* _DIRECTIONS FOR THIS TASK_
Please copy out each line of the entries in which "Additionally" appears.

* _DATA TO PROCESS_
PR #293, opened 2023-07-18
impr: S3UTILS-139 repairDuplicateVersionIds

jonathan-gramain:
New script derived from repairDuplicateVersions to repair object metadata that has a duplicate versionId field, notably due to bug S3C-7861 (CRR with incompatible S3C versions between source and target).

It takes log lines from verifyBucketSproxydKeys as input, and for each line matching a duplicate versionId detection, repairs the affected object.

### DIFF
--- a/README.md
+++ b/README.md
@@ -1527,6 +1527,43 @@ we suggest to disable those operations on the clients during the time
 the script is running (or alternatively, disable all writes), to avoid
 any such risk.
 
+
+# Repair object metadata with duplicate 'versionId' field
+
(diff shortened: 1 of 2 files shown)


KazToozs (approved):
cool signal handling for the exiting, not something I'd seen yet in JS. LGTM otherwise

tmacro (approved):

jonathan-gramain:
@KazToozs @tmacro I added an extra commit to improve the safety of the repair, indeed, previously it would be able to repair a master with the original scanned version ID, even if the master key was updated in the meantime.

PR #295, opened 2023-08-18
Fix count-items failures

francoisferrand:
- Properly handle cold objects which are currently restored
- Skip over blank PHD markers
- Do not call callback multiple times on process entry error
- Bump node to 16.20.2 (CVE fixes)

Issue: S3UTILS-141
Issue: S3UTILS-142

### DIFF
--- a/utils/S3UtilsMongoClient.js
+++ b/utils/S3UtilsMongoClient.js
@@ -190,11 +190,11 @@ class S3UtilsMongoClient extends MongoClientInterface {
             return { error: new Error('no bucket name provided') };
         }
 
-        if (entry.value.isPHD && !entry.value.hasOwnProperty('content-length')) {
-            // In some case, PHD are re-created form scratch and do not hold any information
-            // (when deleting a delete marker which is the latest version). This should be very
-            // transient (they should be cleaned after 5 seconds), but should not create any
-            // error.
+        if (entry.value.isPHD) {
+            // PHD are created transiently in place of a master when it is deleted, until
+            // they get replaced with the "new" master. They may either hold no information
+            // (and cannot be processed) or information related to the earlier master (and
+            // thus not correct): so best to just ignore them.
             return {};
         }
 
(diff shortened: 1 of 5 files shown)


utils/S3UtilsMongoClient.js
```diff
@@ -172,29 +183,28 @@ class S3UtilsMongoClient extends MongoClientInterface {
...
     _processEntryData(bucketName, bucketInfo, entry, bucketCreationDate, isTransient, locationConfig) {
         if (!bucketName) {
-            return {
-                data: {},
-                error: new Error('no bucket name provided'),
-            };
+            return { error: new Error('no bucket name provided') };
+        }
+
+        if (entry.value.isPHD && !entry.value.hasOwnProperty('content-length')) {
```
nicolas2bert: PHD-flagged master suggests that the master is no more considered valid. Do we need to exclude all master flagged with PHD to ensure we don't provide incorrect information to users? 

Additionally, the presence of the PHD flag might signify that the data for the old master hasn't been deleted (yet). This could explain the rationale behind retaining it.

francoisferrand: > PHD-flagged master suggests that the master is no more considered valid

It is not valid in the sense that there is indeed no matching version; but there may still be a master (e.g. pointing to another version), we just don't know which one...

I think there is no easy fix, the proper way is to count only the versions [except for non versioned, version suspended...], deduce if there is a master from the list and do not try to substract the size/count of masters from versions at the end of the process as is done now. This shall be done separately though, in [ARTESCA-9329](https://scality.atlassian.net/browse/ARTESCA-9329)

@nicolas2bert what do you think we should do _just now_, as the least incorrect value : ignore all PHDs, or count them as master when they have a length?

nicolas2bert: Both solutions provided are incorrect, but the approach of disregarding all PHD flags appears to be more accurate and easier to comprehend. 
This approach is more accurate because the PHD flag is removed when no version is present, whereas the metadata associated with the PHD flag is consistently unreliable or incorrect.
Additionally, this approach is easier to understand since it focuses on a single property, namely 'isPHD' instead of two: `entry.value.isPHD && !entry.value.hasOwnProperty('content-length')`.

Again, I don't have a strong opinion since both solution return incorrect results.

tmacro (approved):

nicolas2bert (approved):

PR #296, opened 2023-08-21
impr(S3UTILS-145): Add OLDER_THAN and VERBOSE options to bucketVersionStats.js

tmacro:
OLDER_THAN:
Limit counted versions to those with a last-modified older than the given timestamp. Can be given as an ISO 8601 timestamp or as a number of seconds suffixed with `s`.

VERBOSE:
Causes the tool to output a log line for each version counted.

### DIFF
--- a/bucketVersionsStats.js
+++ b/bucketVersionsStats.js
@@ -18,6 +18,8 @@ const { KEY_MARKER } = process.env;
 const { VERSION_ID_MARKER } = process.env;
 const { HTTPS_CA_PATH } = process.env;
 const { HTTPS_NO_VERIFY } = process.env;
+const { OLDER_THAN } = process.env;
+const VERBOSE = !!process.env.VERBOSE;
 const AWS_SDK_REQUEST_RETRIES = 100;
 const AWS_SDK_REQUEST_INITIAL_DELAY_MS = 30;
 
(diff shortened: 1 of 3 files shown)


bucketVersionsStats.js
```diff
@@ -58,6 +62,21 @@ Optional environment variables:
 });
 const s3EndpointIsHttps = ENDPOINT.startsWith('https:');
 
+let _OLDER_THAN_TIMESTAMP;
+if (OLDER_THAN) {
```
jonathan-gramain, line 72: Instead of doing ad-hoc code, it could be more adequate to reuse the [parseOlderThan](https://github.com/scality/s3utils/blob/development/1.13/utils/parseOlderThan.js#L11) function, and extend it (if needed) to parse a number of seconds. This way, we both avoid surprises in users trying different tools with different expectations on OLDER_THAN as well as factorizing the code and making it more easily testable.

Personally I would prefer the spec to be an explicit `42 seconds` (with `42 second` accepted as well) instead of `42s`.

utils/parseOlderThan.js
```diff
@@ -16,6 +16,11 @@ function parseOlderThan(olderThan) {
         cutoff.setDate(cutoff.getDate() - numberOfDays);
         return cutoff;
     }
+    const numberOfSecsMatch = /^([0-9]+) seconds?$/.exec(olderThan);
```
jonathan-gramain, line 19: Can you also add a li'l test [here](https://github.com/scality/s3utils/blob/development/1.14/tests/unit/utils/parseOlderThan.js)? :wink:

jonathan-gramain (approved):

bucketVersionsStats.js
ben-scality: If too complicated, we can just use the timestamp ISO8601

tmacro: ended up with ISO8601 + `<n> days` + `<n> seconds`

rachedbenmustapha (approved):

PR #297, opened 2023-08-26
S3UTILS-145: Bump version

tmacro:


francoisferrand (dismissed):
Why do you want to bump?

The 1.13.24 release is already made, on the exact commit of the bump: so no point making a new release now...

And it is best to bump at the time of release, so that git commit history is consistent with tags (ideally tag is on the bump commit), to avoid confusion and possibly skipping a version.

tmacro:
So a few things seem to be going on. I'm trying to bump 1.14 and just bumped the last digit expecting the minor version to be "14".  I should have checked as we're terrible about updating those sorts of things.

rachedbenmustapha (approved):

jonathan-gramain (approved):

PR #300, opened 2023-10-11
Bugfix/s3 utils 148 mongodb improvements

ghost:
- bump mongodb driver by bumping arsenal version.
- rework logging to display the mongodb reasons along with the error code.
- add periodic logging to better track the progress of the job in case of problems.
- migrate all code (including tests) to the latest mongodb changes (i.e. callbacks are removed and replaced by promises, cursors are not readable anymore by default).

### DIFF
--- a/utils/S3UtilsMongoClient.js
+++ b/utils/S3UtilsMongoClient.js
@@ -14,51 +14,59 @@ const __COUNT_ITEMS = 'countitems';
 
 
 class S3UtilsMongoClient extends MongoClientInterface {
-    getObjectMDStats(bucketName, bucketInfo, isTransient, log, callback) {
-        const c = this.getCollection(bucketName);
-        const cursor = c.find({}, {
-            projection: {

==

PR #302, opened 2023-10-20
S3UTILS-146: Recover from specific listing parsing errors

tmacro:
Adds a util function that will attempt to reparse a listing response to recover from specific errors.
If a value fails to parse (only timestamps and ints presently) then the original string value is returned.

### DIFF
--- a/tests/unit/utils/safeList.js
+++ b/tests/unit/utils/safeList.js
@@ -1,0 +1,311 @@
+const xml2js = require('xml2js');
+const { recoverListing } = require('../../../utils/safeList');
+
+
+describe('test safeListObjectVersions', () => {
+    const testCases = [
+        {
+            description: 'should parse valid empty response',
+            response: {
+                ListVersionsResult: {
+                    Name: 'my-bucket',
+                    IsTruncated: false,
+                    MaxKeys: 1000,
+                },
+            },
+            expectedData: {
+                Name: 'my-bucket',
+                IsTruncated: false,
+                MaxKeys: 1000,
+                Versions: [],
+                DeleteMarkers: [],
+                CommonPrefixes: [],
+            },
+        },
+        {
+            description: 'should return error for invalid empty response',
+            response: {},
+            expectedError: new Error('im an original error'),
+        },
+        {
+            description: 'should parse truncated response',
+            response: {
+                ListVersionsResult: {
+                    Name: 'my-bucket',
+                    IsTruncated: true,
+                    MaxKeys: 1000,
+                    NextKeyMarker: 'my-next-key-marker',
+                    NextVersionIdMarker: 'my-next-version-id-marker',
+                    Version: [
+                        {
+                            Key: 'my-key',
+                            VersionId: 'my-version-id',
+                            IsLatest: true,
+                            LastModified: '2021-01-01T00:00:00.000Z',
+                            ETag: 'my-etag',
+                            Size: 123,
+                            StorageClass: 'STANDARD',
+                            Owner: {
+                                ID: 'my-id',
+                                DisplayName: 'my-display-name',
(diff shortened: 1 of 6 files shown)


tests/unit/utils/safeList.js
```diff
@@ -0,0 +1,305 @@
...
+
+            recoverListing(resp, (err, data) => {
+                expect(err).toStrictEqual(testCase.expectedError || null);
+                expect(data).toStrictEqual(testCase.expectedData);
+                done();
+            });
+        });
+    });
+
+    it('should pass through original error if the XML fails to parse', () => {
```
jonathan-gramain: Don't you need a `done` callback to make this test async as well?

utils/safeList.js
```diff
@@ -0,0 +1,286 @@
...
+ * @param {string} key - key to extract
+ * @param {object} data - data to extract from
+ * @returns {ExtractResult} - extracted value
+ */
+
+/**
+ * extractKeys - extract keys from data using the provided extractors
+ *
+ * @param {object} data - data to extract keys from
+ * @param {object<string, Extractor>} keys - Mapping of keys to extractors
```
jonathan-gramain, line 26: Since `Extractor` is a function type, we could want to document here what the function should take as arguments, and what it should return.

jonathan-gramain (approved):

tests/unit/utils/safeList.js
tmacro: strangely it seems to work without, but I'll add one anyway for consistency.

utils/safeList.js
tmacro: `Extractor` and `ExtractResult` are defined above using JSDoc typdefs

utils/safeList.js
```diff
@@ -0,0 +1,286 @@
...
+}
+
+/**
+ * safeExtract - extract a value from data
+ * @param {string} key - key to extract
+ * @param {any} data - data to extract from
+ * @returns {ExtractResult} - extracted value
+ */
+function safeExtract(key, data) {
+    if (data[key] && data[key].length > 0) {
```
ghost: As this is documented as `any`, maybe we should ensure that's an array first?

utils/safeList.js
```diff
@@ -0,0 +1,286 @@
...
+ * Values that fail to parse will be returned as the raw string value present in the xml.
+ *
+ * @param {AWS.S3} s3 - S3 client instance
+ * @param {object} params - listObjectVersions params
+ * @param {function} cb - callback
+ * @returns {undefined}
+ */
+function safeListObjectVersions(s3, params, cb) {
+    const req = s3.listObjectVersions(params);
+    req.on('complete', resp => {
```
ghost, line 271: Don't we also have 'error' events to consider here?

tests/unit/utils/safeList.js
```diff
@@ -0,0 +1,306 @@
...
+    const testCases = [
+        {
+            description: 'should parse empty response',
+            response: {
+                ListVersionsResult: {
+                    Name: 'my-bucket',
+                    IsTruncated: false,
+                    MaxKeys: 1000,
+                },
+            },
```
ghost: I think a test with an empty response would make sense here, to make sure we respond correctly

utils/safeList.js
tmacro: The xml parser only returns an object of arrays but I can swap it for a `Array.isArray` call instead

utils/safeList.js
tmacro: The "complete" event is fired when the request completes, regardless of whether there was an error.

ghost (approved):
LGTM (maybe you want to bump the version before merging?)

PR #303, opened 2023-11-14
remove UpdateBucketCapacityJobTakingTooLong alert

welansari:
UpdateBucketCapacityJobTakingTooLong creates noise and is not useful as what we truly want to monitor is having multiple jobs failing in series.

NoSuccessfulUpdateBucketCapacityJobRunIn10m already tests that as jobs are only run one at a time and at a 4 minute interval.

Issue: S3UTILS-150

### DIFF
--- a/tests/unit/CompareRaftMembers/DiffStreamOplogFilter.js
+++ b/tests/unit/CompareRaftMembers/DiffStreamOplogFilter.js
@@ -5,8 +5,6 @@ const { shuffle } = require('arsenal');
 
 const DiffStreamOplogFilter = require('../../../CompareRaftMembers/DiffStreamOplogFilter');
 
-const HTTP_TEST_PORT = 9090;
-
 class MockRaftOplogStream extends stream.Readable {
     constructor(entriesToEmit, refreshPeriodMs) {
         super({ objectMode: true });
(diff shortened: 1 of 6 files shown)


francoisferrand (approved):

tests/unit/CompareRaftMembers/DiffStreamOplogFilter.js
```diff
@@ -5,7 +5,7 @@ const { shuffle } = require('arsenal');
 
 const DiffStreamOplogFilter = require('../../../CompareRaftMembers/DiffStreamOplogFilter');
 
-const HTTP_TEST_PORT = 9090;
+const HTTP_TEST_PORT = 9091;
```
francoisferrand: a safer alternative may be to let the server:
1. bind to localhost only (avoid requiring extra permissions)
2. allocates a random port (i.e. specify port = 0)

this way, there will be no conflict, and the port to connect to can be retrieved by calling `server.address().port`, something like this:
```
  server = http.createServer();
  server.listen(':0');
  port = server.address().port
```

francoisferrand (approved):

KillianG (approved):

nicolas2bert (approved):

* _OUTPUT OF THE EXERCISE_
Additionally, the presence of the PHD flag might signify that the data for the old master hasn't been deleted (yet). This could explain the rationale behind retaining it.
Additionally, this approach is easier to understand since it focuses on a single property, namely 'isPHD' instead of two: `entry.value.isPHD && !entry.value.hasOwnProperty('content-length')`.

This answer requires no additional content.